1, first find an online idiom website
2, view the structure of the Web page, define the regular style
Look at the label of the idiom to grasp what is the characteristics of the source, you can find to catch the idioms are in <a> tags, such as: <a href= "/cy0/93.html" > Anrupanshi </a>, the idiom is in fact a aiming text, Different idioms point to the link is different, in fact, "/cy0/93.html" in the number is different, so the regular formula matching two times the number on the line, the definition of regular reg = "<a href=\"/cy (\d+)/(\d+). Html\ "> (. *?) </a> ".
3, on the code bar
Copy Code code as follows:
#anthor Jiqunpeng
#time 20121124
Import Urllib
Import re
def gethtml (URL): #从URL中读取html内容
page = Urllib.urlopen (URL)
html = Page.read ()
Page.close ()
return HTML
def getdictionary (HTML): #匹配成语
Reg = "<a href=\"/cy (\d+)/(\d+). Html\ "> (. *?) </a> "
Diclist = Re.compile (reg). FindAll (HTML)
Return diclist
Def getitemsite (): #手工把每个字母开头的页面数统计下来
Itemsite = {} #申明为空字典
itemsite["A"] = 3
itemsite["B"] = 21
itemsite["C"] = 19
itemsite["D"] = 18
itemsite["E"] = 2
itemsite["F"] = 14
itemsite["G"] = 13
itemsite["H"] = 15
itemsite["J"] = 23
itemsite["K"] = 6
itemsite["L"] = 15
itemsite["M"] = 12
itemsite["N"] = 5
itemsite["O"] = 1
itemsite["P"] = 6
itemsite["Q"] = 16
itemsite["R"] = 8
itemsite["S"] = 26
itemsite["T"] = 12
itemsite["W"] = 13
itemsite["X"] = 16
itemsite["Y"] = 35
itemsite["A"] = 21
Return Itemsite
If __name__== "__main__":
Dicfile = open ("Dic.txt", "w+") #保存成语的文件
Domainsite = "http://chengyu.itlearner.com/list/"
Itemsite = Getitemsite ()
For key,values in Itemsite.items ():
For index in range (1,values+1):
Site = key + "_" +str (index) + ". html"
Dictionary = getdictionary (gethtml (Domainsite+site))
For DIC in Dictionary:
Dicfile.write (dic[2]+ "@ @CY \ n") #标记为成语, participle use
Print key+ ' alphabetical idiom crawl complete '
Dicfile.close ()
print ' All idioms crawl complete '
The idiom was saved in txt text, and a suffix tag was added.

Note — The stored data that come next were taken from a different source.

PR #3390, opened 2022-08-30
fix(NODE-4557): randomize servers when there are only 2 eligible servers 

baileympearson:
#### What is changing?

When we encounter exactly 2 eligible servers in the server selection process, we now shuffle the array of two servers.   This prevents a scenario where, when we receive a sequence of operations and each operation completes before the next (or approximately this scenario), we would select the same server for each request.

No.

### DIFF
--- a/src/sdam/topology.ts
+++ b/src/sdam/topology.ts
@@ -903,6 +903,20 @@ function processWaitQueue(topology: Topology) {
       continue;
     } else if (selectedDescriptions.length === 1) {
       selectedServer = topology.s.servers.get(selectedDescriptions[0].address);
+    } else if (selectedDescriptions.length === 2) {
+      // If there are only two servers, we avoid shuffling the array of
+      // server descriptions
+      const server1 = topology.s.servers.get(selectedDescriptions[0].address);
+      const server2 = topology.s.servers.get(selectedDescriptions[1].address);
+
+      if (server1?.s.operationCount === server2?.s.operationCount) {
+        selectedServer = Math.floor(Math.random() * 2) === 0 ? server1 : server2;
+      } else {
+        selectedServer =
+          server1 && server2 && server1.s.operationCount < server2.s.operationCount
+            ? server1
+            : server2;
+      }
     } else {
       const descriptions = shuffle(selectedDescriptions, 2);
       const server1 = topology.s.servers.get(descriptions[0].address);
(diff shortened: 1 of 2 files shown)


nbbeeken (approved):
LGTM

src/sdam/topology.ts
```diff
@@ -903,10 +903,22 @@ function processWaitQueue(topology: Topology) {
...
     } else if (selectedDescriptions.length === 1) {
       selectedServer = topology.s.servers.get(selectedDescriptions[0].address);
+    } else if (selectedDescriptions.length === 2) {
+      // If there are only two servers, we avoid shuffling the array of
+      // server descriptions
+      const server1 = topology.s.servers.get(selectedDescriptions[0].address);
+      const server2 = topology.s.servers.get(selectedDescriptions[1].address);
+
+      if (server1?.s.operationCount === server2?.s.operationCount) {
+        selectedServer = Math.floor(Math.random() * 2) === 0 ? server1 : server2;
```
durran, line 913: I am assuming this is for performance to avoid using the `shuffle` util method?

baileympearson: Yup!

nbbeeken (dismissed):

durran (approved):

src/sdam/topology.ts
```diff
@@ -903,10 +903,21 @@ function processWaitQueue(topology: Topology) {
       continue;
     } else if (selectedDescriptions.length === 1) {
       selectedServer = topology.s.servers.get(selectedDescriptions[0].address);
+    } else if (selectedDescriptions.length === 2) {
```
jyemin, line 906: Why not fall through to the `else` here instead of special-casing two servers?   If it's just to get a slight performance boost, it doesn't seem worth it unless it's measurable and significant.

nbbeeken: Micro benchmarks is all I got so we can go with the assumption that the performance will be outclassed by other steps in the process of executing an operation and just use shuffle here. We discussed optimizing the 2 item case within shuffle, which we can do separately, and that'll be best of both worlds

nbbeeken:
```txt
shuffle(["a", "b"], 2)                x 36,828,427 ops/sec ±0.25% (98 runs sampled)
Math.random() > 0.5 ? item1 : item2   x 155,421,810 ops/sec ±0.10% (98 runs sampled)
Math.floor(Math.random() * 2) === 0   x 135,506,163 ops/sec ±0.12% (101 runs sampled)

Fastest is Math.random() > 0.5 ? item1 : item2
```

jyemin: Since an application isn't likely to break a few thousand operations per second, this is unlikely to make a difference in practice.

nbbeeken (approved):

jyemin (approved):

Finally, note that the design of the regular expression may be clearly thought to be correct, is not matched, to note the white space characters, such as to resolve:
Copy Code code as follows:
<div class= "Avatar_name" >
<a href= "/u/kkun/" title= "Kkun" >kkun</a>
</div>
You can't see what the first and second lines of white space characters are, you can index = html.find (' Avatar_name '), html[4677:4677+100] See non-white-space characters.